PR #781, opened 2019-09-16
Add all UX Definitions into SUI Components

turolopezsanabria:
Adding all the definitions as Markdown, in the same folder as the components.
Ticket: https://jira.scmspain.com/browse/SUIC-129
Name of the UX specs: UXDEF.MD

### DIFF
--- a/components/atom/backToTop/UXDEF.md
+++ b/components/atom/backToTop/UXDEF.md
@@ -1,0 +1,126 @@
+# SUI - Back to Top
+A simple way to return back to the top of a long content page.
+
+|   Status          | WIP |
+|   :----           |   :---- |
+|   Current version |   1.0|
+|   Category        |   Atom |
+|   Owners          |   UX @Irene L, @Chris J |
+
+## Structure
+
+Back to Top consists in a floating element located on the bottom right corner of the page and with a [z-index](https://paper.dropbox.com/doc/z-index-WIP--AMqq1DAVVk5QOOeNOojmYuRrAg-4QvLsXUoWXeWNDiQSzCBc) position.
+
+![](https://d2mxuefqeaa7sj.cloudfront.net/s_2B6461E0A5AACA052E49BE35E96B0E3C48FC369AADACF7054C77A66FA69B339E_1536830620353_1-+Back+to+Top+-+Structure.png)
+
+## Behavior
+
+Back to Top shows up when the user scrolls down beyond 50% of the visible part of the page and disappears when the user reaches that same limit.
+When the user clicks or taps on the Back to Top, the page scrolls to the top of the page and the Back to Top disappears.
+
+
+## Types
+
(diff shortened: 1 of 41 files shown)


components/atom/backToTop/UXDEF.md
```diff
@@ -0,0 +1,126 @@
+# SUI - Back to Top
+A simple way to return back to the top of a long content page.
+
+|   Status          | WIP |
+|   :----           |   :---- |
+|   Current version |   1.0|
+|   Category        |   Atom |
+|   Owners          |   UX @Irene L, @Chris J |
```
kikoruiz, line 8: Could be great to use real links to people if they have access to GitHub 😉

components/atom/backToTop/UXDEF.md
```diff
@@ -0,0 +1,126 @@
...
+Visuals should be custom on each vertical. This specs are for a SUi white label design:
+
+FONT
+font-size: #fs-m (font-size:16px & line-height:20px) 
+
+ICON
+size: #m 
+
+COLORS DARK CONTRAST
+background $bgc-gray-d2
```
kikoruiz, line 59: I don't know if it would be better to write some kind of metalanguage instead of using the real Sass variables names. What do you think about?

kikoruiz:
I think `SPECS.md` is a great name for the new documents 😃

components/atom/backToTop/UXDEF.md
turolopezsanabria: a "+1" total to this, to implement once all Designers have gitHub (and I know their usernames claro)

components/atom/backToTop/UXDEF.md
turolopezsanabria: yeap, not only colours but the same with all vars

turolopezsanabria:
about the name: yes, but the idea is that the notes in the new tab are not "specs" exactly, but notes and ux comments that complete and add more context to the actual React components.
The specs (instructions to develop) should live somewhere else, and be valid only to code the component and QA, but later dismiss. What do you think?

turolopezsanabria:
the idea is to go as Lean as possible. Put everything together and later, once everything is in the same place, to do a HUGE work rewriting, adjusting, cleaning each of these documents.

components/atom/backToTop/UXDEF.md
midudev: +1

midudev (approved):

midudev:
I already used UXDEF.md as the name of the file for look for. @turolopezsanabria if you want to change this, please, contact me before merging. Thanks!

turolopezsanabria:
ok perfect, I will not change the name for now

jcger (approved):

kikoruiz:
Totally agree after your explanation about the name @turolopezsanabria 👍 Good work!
*-*-*
# Required action:
Scan the material and collect every line that contains "later".

# Expected answer:
The specs (instructions to develop) should live somewhere else, and be valid only to code the component and QA, but later dismiss. What do you think?
the idea is to go as Lean as possible. Put everything together and later, once everything is in the same place, to do a HUGE work rewriting, adjusting, cleaning each of these documents.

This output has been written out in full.